- Work instruction -
Search the material below for the string "static" and extract each line that has it.

- The input -
PR #3731, opened 2022-11-04
Bump up Revision to ALPHA1 6051

3d-gussner:
Temporary fix for MSG_BTN_MORE
pre-release pot and po update

- [ ] Create tag t3.13.0-ALPHA1 after merge


DRracer (approved):
looks ok to me :+1:

PR #3746, opened 2022-11-10
M600: Fix bug where fan is not turned off

### LINKED ISSUE #3670: [ENHANCEMENT] 3.11. Cooling Fan Stays on while colorchange M600
--> MK3S, 3.11, no MMU, Sd card, 

I printed a larger model and somehow Prusa Slicer 2.5.0 added a color change....  So 

1. after M600, he parked the printer head above the I3 sign of the prusa metal sheet. 
4. the printing cooling fan was still active. 
5. i was somewhere else, so i detected that message an hour later. 
6. While the printer wanted me to unload filament, the front fan was all the time engaged-> BUG. Thus, it was cooling down my printed element, which was, unfortunatley on that corner lifted up. :/
7. i unloaded filament, reloaded it, continued printing, still happy. 

Wanted Behaviour: If the printer detects that the filament stucks or is empty, ther printer does not print anymore, so 

- please turn off the front cooling fan, as it is not needet anylonger (cause we cant currently print) until we reload and restart printing. Thats all :)

I enclosed the model, and the g code. you will find it in line 130939. 

Thanks a lot!

failure

Cheers George
[Model and GCode.zip](https://github.com/prusa3d/Prusa-Firmware/files/9741045/Model.and.GCode.zip)

gudnimg:
The firmware saves the current fanspeed before parking, and the fanspeed is restored after unparking. The problem is the fan was never actually paused.

Turning the fan off just before the retraction is consistent with Marlin 2.

Fixes #3670

### DIFF
--- a/Firmware/Marlin_main.cpp
+++ b/Firmware/Marlin_main.cpp
@@ -3538,6 +3538,9 @@ static void gcode_M600(bool automatic, float x_position, float y_position, float
 
     memcpy(lastpos, current_position, sizeof(lastpos));
 
+    // Turn off the fan
+    fanSpeed = 0;
+
     // Retract E
     current_position[E_AXIS] += e_shift;
     plan_buffer_line_curposXYZE(FILAMENTCHANGE_RFEED);


gudnimg:
I see the same issue applies to `feedmultiply` (feed rate). We save the current value but we then never do anything with it. Do we need to backup this value?

leptun (approved):
I tested the fan change and it works properly.

About the `feedmultiplyBckp`, I think there might be something wrong going on with a menu that messes up the `feedmultiply`. I had the `feedmultiply` set to 100%. Executed M600. Unloaded the filament, switched to another filament, had an error, recovered, selected filament not loaded, reloaded the same filament, selected color not clear, selected resume. I noticed that while the M600 was restoring the print, the `feedmultiply` on the screen was set to a higher value. This leads me to believe that some menu isn't clearing the lcd_encoder_diff or something like that, resulting in unintentional rotation on the status screen once M600 finishes. What hid this issue was the save and restore of `feedmultiplyBckp` since after M600 finished executing, the `feedmultiply` was set back to 100%, but it was indeed broken for a brief moment. If this other issue is solved, then I have no issue with removing `feedmultiplyBckp`. I like the idea of getting rid of sprintf for gcode generation.

gudnimg:
@leptun interesting findings with `feedmultiply`, I have not noticed this before.

leptun:
Something which maybe wasn't too clear in my message above, I was using the MMU without spooljoin for unloading and reloading the filament. That's what caused the error (FSENSOR_TOO_EARLY since I think it didn't try unloading at all. I was just prompted to select the new filament since the FINDA wasn't sensing a filament). The way I had the filament loaded was with a previous firmware (3.12) bypassing the MMU. After I updated to 3.13, the MMU connected, but the ptfe wasn't connected initially.

DRracer (approved):

PR #3748, opened 2022-11-11
Fix PFW-1364 & possible comms timeout during reheat

vintagepc:
Per title. 

Underlying issue was recursion guarding preventing the MMU protocol from continuing to query while in the reheat wait loop. 

This should also fix issues with MMU communications timing out after a reheat if it took too long.

### DIFF
--- a/Firmware/mmu2.cpp
+++ b/Firmware/mmu2.cpp
@@ -221,14 +221,14 @@ void MMU2::mmu_loop() {
         return;
     avoidRecursion = true;
 
-    mmu_loop_inner();
+    mmu_loop_inner(true);
 
     avoidRecursion = false;
 }
 
-void MMU2::mmu_loop_inner()
+void __attribute__((noinline)) MMU2::mmu_loop_inner(bool reportErrors)
 {
-    logicStepLastStatus = LogicStep(); // it looks like the mmu_loop doesn't need to be a blocking call
+    logicStepLastStatus = LogicStep(reportErrors); // it looks like the mmu_loop doesn't need to be a blocking call
 
     if (is_mmu_error_monitor_active){
         // Call this every iteration to keep the knob rotation responsive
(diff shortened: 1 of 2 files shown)


DRracer (approved):

gudnimg:
@vintagepc is this branch based on latest MK3? I'm seeing flash usage increase by 510 bytes.

MK3S Multilang build
Before:
```
[build] Program:  252058 bytes (96.2% Full)
[build] 
[build] Data:       5683 bytes (69.4% Full)

```
After:
```
Program:  252616 bytes (96.4% Full)
[build] 
[build] Data:       5683 bytes (69.4% Full)
```

vintagepc:
Fixed, now it's only 12b more

gudnimg:
Minor issue: I can confirm te MMU communications are no longer blocked. But when I hit "Retry" on error screen, the error screen will overwrite `"MMU Retry: Restoring temperature..."` screen.

vintagepc:
we can probably move the error handler if out of the mmu_loop_inner() then. Though I didn't see that  in the sim :thinking:

Firmware/mmu2.cpp
```diff
@@ -635,9 +635,9 @@ void MMU2::ResumeHotendTemp() {
         lcd_display_message_fullscreen_P(_i("MMU Retry: Restoring temperature...")); ////MSG_MMU_RESTORE_TEMP c=20 r=4
         //@todo better report the event and let the GUI do its work somewhere else
         ReportErrorHookSensorLineRender();
-        waitForHotendTargetTemp(100, [this]{
+        waitForHotendTargetTemp(100, []{
             manage_inactivity(true);
-            this->mmu_loop_inner(); // This keeps the comms alive, the call in manage_inactivity is blocked by recursion guard.
+            mmu2.mmu_loop_inner();
```
DRracer: :scream: is the compiler really so conservative (stupid)?

vintagepc: I think it's more a case of it pulling in additional function overhead for a pointer reference to the class... (which is otherwise a global static singleton)

Firmware/mmu2.cpp
```diff
@@ -779,30 +779,36 @@ StepStatus MMU2::LogicStep() {
...
     default:
-        break;
+        if(reportErrors) {
+            switch (ss)
+            {
+            case CommandError:
+                ReportError(logic.Error(), ErrorSourceMMU);
+                break;
+            case CommunicationTimeout:
+                state = xState::Connecting;
```
DRracer, line 795: I don't feel comfortable with these CommunicationTimeout and ProtocolError states, but let's keep them for later.

DRracer (approved):

PR #3749, opened 2022-11-12
Optimisation: reduce code size in showing file name being printed

gudnimg:
The PR optimizes how the SD card file name is printed on the screen.

`lcd_print_pad()` now returns the last character it's pointer pointed to which is `'\0'` (NULL) when the end of the string was reached, or a non-zero value which indicates the opposite. We can use this directly to make the file name scroll to the left on the LCD by shifting the starting pointer by one index each time `lcd_print_pad()` didn't reach the end of the string.

Affected UI:
* SD card filename on the status screen
* SD card filenames in the "Print from SD" menu.

Change in memory:
Flash: -140 bytes
SRAM: 0 bytes

### DIFF
--- a/Firmware/lcd.cpp
+++ b/Firmware/lcd.cpp
@@ -528,13 +528,14 @@ void lcd_print(const char* s)
 	while (*s) lcd_write(*(s++));
 }
 
-void lcd_print_pad(const char* s, uint8_t len)
+char lcd_print_pad(const char* s, uint8_t len)
 {
     while (len && *s) {
         lcd_write(*(s++));
         --len;
     }
     lcd_space(len);
+    return *s;
 }
 
 void lcd_print(char c, int base)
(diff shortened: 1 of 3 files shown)


gudnimg:
Note: I have not tested this with a SD file which has a name length less than `LCD_WIDTH`. Will hopefully test that later today.

leptun (commented):
I feel like we can optimize this much further. We just need a way of knowing if lcd_print_pad got to the end of the string or not. I propose that lcd_print_pad `return *s;` so that we can check if we reached the end of the string or not. That would simplify this whole filename printing on the status screen. The same optimization could be applied also to the SD menu (maybe)

gudnimg:
Marking as ready for review since I tested both short filenames and long filenames. Both work without issues.

leptun (approved):
This looks perfect. Can't test it though, so I take your word that it works.
The next step might be to make the SD menu printing similar to this. It should be quite similar to this in the way it's rendered (- the folder icon and the cursor).

leptun (approved):
Tested on MK404. Reapproving

DRracer (approved):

- Task answer -
@@ -3538,6 +3538,9 @@ static void gcode_M600(bool automatic, float x_position, float y_position, float
vintagepc: I think it's more a case of it pulling in additional function overhead for a pointer reference to the class... (which is otherwise a global static singleton)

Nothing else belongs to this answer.